You should see metrics tagged with the Slurm job ID.

Metrics#

When Slurm integration is enabled, the following job-specific labels are added to metrics:

  • job_id: Slurm job ID

  • job_user: Username of job owner

  • job_partition: Slurm partition name

  • cluster_name: Slurm cluster name

Troubleshooting#

Common Issues#

  1. Script permissions:

    • Ensure the exporter script is executable

    • Verify proper ownership (should be owned by root or slurm user)

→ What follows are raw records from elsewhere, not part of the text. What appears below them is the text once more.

Issue #1042, opened 2026-07-20
ontology-rebuild: checksums.json ensure_ascii=False enforcement is a SKILL.md instruction, not shared code


parametrization:
## Summary

PR #1040 (closes #1038) fixed `ensure_ascii=True` churn in `checksums.json` for the one *programmatic, committed* writer — `.claude/hooks/ontology_tracker.py`. The other writer, the `/ontology-rebuild` resolver, is agent-driven (a `SKILL.md` prose instruction, not a code module), so the PR's fix there is documentation only:

> `.claude/skills/ontology-rebuild/SKILL.md` § 4: "when rewriting `checksums.json` programmatically, use `json.dump(data, f, indent=2, ensure_ascii=False)` and a trailing newline"

Nothing enforces that the agent executing the skill actually follows this instruction. If a future resolver run (or an edit to the skill) drops the `ensure_ascii=False` kwarg, the flip-flop diff noise this PR fixed reappears via the resolver instead of the hook — the same class of bug, moved rather than closed.

## Why not blocking for #1040

- The fix correctly covers the one enforced-by-code writer.
- All other `checksums.json` touchpoints were confirmed non-writers (read/skip-list only) or out of git scope, per the PR body's writer audit.
- This gap is pre-existing to #1040, not introduced by it — #1040 just brought it into relief by fixing the sibling writer.

## Suggested fix

Extract a small shared helper (e.g. `.claude/lib/checksums_io.py::write_checksums(path, data)`) that both `ontology_tracker.py` and the `/ontology-rebuild` resolver call, encapsulating `json.dump(data, f, indent=2, ensure_ascii=False)` + trailing newline + atomic tmp-file replace. This removes the need for the resolver to remember a serialization convention at all, closing the class rather than documenting around it.

## Context

Raised as an open question in PR #1040's own body ("If a reviewer prefers hard enforcement, the resolver's checksum write should move into a shared `.claude/lib/` helper — I'd support that but it is beyond this bugfix's scope."). Filed per reviewer request during merge-gate review of #1040.

parametrization:
Requestor: Fatima Okonkwo
Requestee: Weronika Zielinska
RequestOrReplied: Request

**Wave 27 Kickoff — Phase 9**

This issue is assigned to you for p9-wave-27.
- Peer reviewer: Nurul Hakim
- Secondary reviewer: Nino Kavtaradze
- Branch from: `deployments/phase-9/wave-27`
[...]

PR #1080, opened 2026-07-22
ci(#1038 follow-up): assert ontology/checksums.json holds no \u escapes (#1044)

### LINKED ISSUE #1038: ontology_tracker: gitignored session_handoff.md is tracked — every /handoff dirties committed checksums.json

### LINKED ISSUE #1044: ci(#1038 follow-up): assert ontology/checksums.json holds no \\u escapes, so the ensure_ascii convention is enforced not just documented
Found during the merge-gate review of PR #1040 (head `7428f25537162e6b557c7ca0b7de61c5aab616a9`). Non-blocking.

PR #1040 fixed the escaped/literal UTF-8 flip-flop on the committed `ontology/checksums.json` in two halves:

- **Enforced:** `.claude/hooks/ontology_tracker.py` now writes `json.dump(..., ensure_ascii=False)`. Covered by two tests that both fail when the flag is reverted.
- **Documented only:** `/ontology-rebuild`'s resolver is agent-driven, so the same requirement lands as a `SKILL.md` instruction. There is no code path to attach a test to.

That asymmetry is acceptable for the fix (the flip-flop is diff noise, not a blind gate, and the one automated writer now preserves the literal form), but the documented half has no failure mode other than a reviewer noticing the diff.

Cheap deterministic close: a CI assertion that the committed file contains no `\\u` escape sequences. At head the file has 0 escapes and a top-level `description` containing literal `—` and `×`, so the invariant holds today and the check would start green.

```python
raw = Path('ontology/checksums.json').read_text(encoding='utf-8')
assert '\\u' not in raw, 'checksums.json re-escaped — writer needs ensure_ascii=False'
```

Wire it into the existing `Config — YAML/JSON syntax` job (`CI — Docs & Config`) and mirror it in `.pre-commit-config.yaml` per the full local/CI parity rule.

Note: the untracked local scratch script `.claude/scratch/wave-merge-bodies/ontology-resolve.py` writes `json.dump(data, f, indent=2)` without the flag — untracked, so out of scope, but it is exactly the writer this check would catch.

Related: #1038, #1040.

parametrization:
## Summary

PR #1040 (closes #1038) fixed the escaped/literal UTF-8 flip-flop on the committed `ontology/checksums.json` in two halves:

- **Enforced:** `.claude/hooks/ontology_tracker.py` writes with `json.dump(..., ensure_ascii=False)`, covered by two tests that fail if the flag is reverted.
- **Documented only:** the `/ontology-rebuild` resolver is agent-driven, so the same requirement lands as a `SKILL.md` instruction. #1042 (companion PR in this wave) gave it a real `checksums_io.py` CLI to call instead of hand-rolling the write — but a not-yet-migrated caller, or a stray scratch script, could still write the file with the `ensure_ascii=True` default. There is no code path for that half to attach a test to; the only failure mode is a reviewer noticing the diff.

This adds a cheap, deterministic close on the **committed artifact itself**, independent of which writer touched it.

## What this adds

- `.claude/lib/check_checksums_ascii.py` — asserts `ontology/checksums.json` contains no `\u` escape sequence. `\u` never legitimately appears anywhere in this file's schema (SHA-256 hashes, ISO-8601 timestamps, POSIX paths), so its presence is unambiguous evidence some writer used `ensure_ascii=True`.
- Wired into the CI **`Config — YAML/JSON syntax`** job in `.github/workflows/docs.yml` as an additional step (per the issue's own suggestion).
- Mirrored as a `checksums-ascii` pre-commit hook (full local⇄CI parity — org-wide mandatory rule).
- Classified `checksums-ascii` in `.claude/lib/pre_commit_ci_sync.py`'s `_KIND_PATTERNS` so the sync-drift gate actively **demands** the mirror going forward (matching the `dockerfile-base-pin`/`fixture-realism`/`skill-graphql-pagination` convention) — added the standard 4-test kind-classification class plus updated the hardcoded `_EXPECTED_KINDS` snapshot and `_OLD_KIND_PATTERNS` parity fixture so the existing snapshot/parity tests stay accurate.

At head, `ontology/checksums.json` has 0 escape sequences, so the gate starts green (verified locally with the real file).

## Tests

13 new tests in `.claude/lib/tests/test_check_checksums_ascii.py` (clean/escaped text, missing-file-is-not-a-violation, escape-count reporting, path-in-message, CLI exit codes) plus 4 new kind-classification tests in `.claude/lib/tests/test_pre_commit_ci_sync.py` (mirrors the existing per-kind pattern). Full local gate green: ruff, mypy, actionlint, the new `checksums-ascii` hook itself, and the complete pytest suite (pre-push).

## Reviewers

Merge-gate: **Nino Kavtaradze**. Second reviewer: **Lucas Ferreira**.

Closes #1044


parametrization:
**Merge-gate review — PR #1080 (fixes #1044)**

Reviewed the diff at head `32fbdd7` against `deployments/phase-9/wave-27`; CI is green at that SHA, including the `Config — YAML/JSON syntax` job that now runs the new step and the sync-drift gate.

  2. Configuration issues:

    • Check Slurm logs for prolog/epilog execution errors

    • Verify paths in slurm.conf are correct

  3. Metric collection:

    • Ensure metrics exporter is running

    • Check if job ID labels are being properly set

  4. Check service status:

systemctl status rdc.service gpuagent.service amd-metrics-exporter.service

Logs#

View Slurm logs for integration issues:

sudo tail -f /var/log/slurm/slurmd.log

View service logs:

journalctl -u rdc.service -u gpuagent.service -u amd-metrics-exporter.service

Advanced Configuration#

Custom Script Location#

You can place the script in a different location by updating the paths in slurm.conf:

Prolog=/path/to/custom/slurm-prolog.sh
Epilog=/path/to/custom/slurm-epilog.sh

Additional Job Information#

The integration script can be modified to include additional job-specific information in the metrics. Edit the script to add custom labels as needed.